Often forgotten by bodyworkers, strain counterstrain (SCS) is a positional release technique that is invaluable when working with clients experiencing acute muscular pain. Several professions have embraced SCS, and it is one of the first applications therapists can try to help someone with an extremely tender location that has a limited range of motion.
In the January 26, 2009 edition of ADVANCE for Physical Therapists and PT Assistants, Tom Dalonzo-Baker, PT describes how this positional release technique helped his client. According to Dalonzo-Baker, a patient scheduled for disc herniation surgery in four days entered his clinic bent over backward in agonizing back pain. He knelt down and allowed her body to relax, bent backward, over his knee. While thinking of how to best help her, he noticed that the woman’s posture relaxed. After several minutes, the woman stood erect for the first time in three weeks.
Dalonzo-Baker postulates that positioning her body further into the restriction allowed her to stand upright. Moving away from the restriction is thought to reduce aberrant afferent impulses sent to the spinal cord – and characterize the value of strain counterstrain technique.
Strain counterstrain is a manual massage technique for relieving musculoskeletal spasms and pain. A positional release technique, SCS was developed in 1981 by the osteopathic physician Dr. Lawrence Jones. It is a gentle and safe technique that relieves spinal or other joint pain by passively shortening the affected muscle areas.

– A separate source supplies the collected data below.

PR #504, opened 2021-09-08
Add style settings action and pro tooltip

Crabcyborg:
Screen Shot 2021-09-08 at 12 32 03 PM

### DIFF
--- a/classes/helpers/FrmTipsHelper.php
+++ b/classes/helpers/FrmTipsHelper.php
@@ -325,6 +325,20 @@ class FrmTipsHelper {
 		return $tip;
 	}
 
+	public static function get_bg_image_style_settings_tip() {
+		$tips = array(
+			array(
+				'link' => array(
+					'content' => 'style',
+					'param'   => 'bg-image-style-settings',
+				),
+				'tip'  => __( 'Want to add a background image?', 'formidable' ),
+				'call' => __( 'Upgrade to Pro.', 'formidable' ),
+			),
+		);
+		return $tips;
+	}
+
 	public static function get_random_tip( $tips ) {
 		$random = rand( 0, count( $tips ) - 1 );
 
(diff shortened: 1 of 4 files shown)


classes/views/styles/_general.php
```diff
@@ -42,6 +42,14 @@
 	<input type="text" name="<?php echo esc_attr( $frm_style->get_field_name( 'fieldset_bg_color' ) ); ?>" id="frm_fieldset_bg_color" class="hex" value="<?php echo esc_attr( $style->post_content['fieldset_bg_color'] ); ?>" size="4" />
 </p>
 
+<?php
+if ( FrmAppHelper::pro_is_installed() ) {
```
stephywells, line 46: Is it worth including the pro version check here? Or can be include the hook either way?

css/frm_admin.css
```diff
@@ -2415,7 +2415,7 @@ li[data-preview] .frm-hover-icons .frm-preview-form,
 	height: 50px;
 }
 
-.frm-right-panel .inside a.frm_pro_tip,
+.frm-right-panel .accordion-section-content .inside a.frm_pro_tip,
```
stephywells, line 2418: This would look a bit better with the white background used on .frm_field_list .frm_pro_tip

classes/helpers/FrmTipsHelper.php
```diff
@@ -318,6 +318,20 @@ public static function get_banner_tip() {
 		return $tip;
 	}
 
+	public static function get_bg_image_style_settings_tip() {
```
stephywells, line 321: Maybe we should add this to the get_styling_tip function instead of adding it in a new spot? That will rotate the tips randomly.

Crabcyborg: @stephywells are you thinking we remove it from the sidebar entirely then? I wouldn't want the same tip in two places. I just thought it would make sense to include it in the same spot as the feature, especially since it would probably be the first place you'd look to set a background image and you might just think we don't support the feature if it's just not there.

Would we prefer a placeholder upload that triggered a pop up like I did with the AJAX submit?

If I put frm_noallow on the button it looks like
Screen Shot 2021-09-22 at 12 40 49 PM

stephywells: Yes! Love it. I think it was just the style of the tip that I didn't like.

stephywells (approved):
Awesome! Looks great!

PR #509, opened 2021-09-09
Add a grayed out submit with AJAX option with tooltip

Crabcyborg:
Fixes https://github.com/Strategy11/formidable-pro/issues/3150

I bumped the old tooltip up into the other section, at the bottom, then added a new one that is more in-position and targeted with a placeholder checkbox.

**Before**
Screen Shot 2021-09-09 at 4 38 40 PM

**After**
Screen Shot 2021-09-13 at 12 06 32 PM
Screen Shot 2021-09-13 at 12 06 35 PM

Adding a couple generic classes because I keep wanting an easier way to set some basic styles like tachyons/tailwind. Adding just a few, that I've wanted pretty often.

### DIFF
--- a/classes/views/frm-forms/settings-advanced.php
+++ b/classes/views/frm-forms/settings-advanced.php
@@ -141,11 +141,10 @@ if ( ! defined( 'ABSPATH' ) ) {
 	<?php if ( ! FrmAppHelper::pro_is_installed() ) { ?>
 		<tr>
 			<td>
-				<label>
+				<label data-upgrade="<?php esc_attr_e( 'AJAX Form Submissions', 'formidable' ); ?>" data-medium="ajax" data-message="<?php esc_attr_e( 'Want to submit forms without reloading the page?', 'formidable' ); ?>">
 					<input type="checkbox" disabled="disabled" />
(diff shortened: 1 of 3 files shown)


classes/views/frm-forms/settings-advanced.php
```diff
@@ -136,6 +138,18 @@
 		</td>
 	</tr>
 	<?php do_action( 'frm_add_form_ajax_options', $values ); ?>
+	<?php if ( ! FrmAppHelper::pro_is_installed() ) { ?>
+		<tr>
+			<td>
+				<label>
+					<input type="checkbox" disabled="disabled" />
```
stephywells, line 145: Maybe this would be better if we remove the Ajax tip and show the message when the box is checked? It would be nice to have something happen when the box is checked whether we keep the extra tip or not.

stephywells (commented):
Nice! Great addition!

classes/views/frm-forms/settings-advanced.php
Crabcyborg: Thanks @stephywells I made some adjustments so the label triggers the upgrade pop up instead!

stephywells (approved):
Perfect! Thank you!

PR #511, opened 2021-09-13
Add save and reload to settings page after plugin activation

Crabcyborg:
https://recordit.co/5zjic0q2aC

Setting up the landing page plugin, I find the flow really jarring that I have to activate it and then close the pop up and save myself.

I've added a check, if we're activating a plugin from the settings page, I've added an option to trigger the save button from the pop up.

This update also removed some duplicate strings and moves some var declarations to the top of the function.

We should probably do this on other pages too but settings seems to cover most of these.


stephywells (approved):
Awesome! This has been bugging me for a long time. Great quick and simple solution.

PR #512, opened 2021-09-13
Fix inbox visibility assignment issue

Crabcyborg:
I was testing messages and noticed that there's data coming from the API but I never see the message.

It looks like the who value I'm seeing is an array with an everyone option:

```
[who] => Array
        (
            [0] => everyone
        )
```

I'm adding to the check so that passes. It seems to expect an 'all' message instead, but this must have changed at some point.

With this update I actually see the new message.
Screen Shot 2021-09-13 at 2 47 29 PM

### DIFF
--- a/classes/models/FrmInbox.php
+++ b/classes/models/FrmInbox.php
@@ -160,13 +160,19 @@ class FrmInbox extends FrmFormApi {
 
 	/**
 	 * Show different messages for different accounts.
+	 *
+	 * @param array $message
+	 * @return bool
 	 */
 	private function is_for_user( $message ) {
 		if ( ! isset( $message['who'] ) || $message['who'] === 'all' ) {
 			return true;
 		}
-
-		return in_array( $this->get_user_type(), (array) $message['who'] );
+		$who = (array) $message['who'];
+		if ( in_array( 'everyone', $who, true ) ) {
+			return true;
+		}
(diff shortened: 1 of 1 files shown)


classes/models/FrmInbox.php
```diff
@@ -160,13 +160,19 @@ private function is_expired( $message ) {
...
+	 * @return bool
 	 */
 	private function is_for_user( $message ) {
 		if ( ! isset( $message['who'] ) || $message['who'] === 'all' ) {
 			return true;
 		}
-
-		return in_array( $this->get_user_type(), (array) $message['who'] );
+		$who = (array) $message['who'];
+		if ( in_array( 'everyone', $who, true ) ) {
```
stephywells, line 172: Oops! Thanks for catching this @Crabcyborg !!!! I did this when I created a form for the inbox notices:
https://formidableforms.com/wp-admin/admin.php?page=formidable&frm_action=edit&id=235

It's returning 'all' in all array now. Would you mind updating this to allow for 'all' as a string, or in the array?

Crabcyborg: @stephywells got it, made that change, looks good!

stephywells (approved):
Thanks so much Mike! I added 'everyone' back in too to cover the notices that are already cached.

Repetitive or acute strains can lead to the development of painful tender spots. Dr. Jones identified the most common tender points that result from an abnormal reflex or unnatural movement. SCS focuses on correcting abnormal neuromuscular reflexes by finding the client’s position of comfort and determining at what point his/her tenderness diminishes. SCS involves:
- Having the client hold his/her position of comfort for approximately 90 seconds
- Then, the client is slowly brought out of this position, allowing the body to reset its muscles to a normal level of tension
- SCS is well-tolerated because it positions the recipient opposite his/her restricted barrier and towards the position of greatest comfort
Various scientists have offered explanations as to why SCS is so effective. Written in the 1970s, Irwin Korr’s work on muscle spindles and facilitated segments provides a solid rationalization for SCS. According to Korr, the counterstrain point is on the opposite side of a strained or suddenly stretched joint, otherwise known as the over-shortened side. The physiology that actually occurs on this side is a sudden shortening followed by a rapid return to normal length. On the strained side, the muscle spindles are recruited to protect the rapidly lengthening muscle from damage, creating an immediate reflex contraction. This muscle can then get stuck in a functionally shortened position.
During an SCS session, the practitioner palpates to identify active tender points related to hypertonic musculature. When the appropriate position is held during SCS, the muscles gain strength and diminish in tenderness. The proprioceptor nerves register the changes in the position of the muscle and enable it to remain in this neutral position even when the force applied by the practitioner has been removed.
In addition to restoring range of motion, strain counterstrain can help alleviate pain and discomfort in muscles and joints. Some examples of when to consider SCS for a client include:
- Post-injury pain
- For a child or elderly person in pain
- Neck and back pain
Learning the strain counterstrain technique better equips massage therapists to help their clients overcome different kinds of pain. Designed to correct traumatically induced aberrant reflex changes that hold a dysfunctional muscular pattern, SCS is an excellent first choice for dealing with extreme discomfort. As witnessed in Dalonzo-Baker’s client with back pain, finding someone’s most comfortable position can bring them the breakthrough relief they are hoping to find.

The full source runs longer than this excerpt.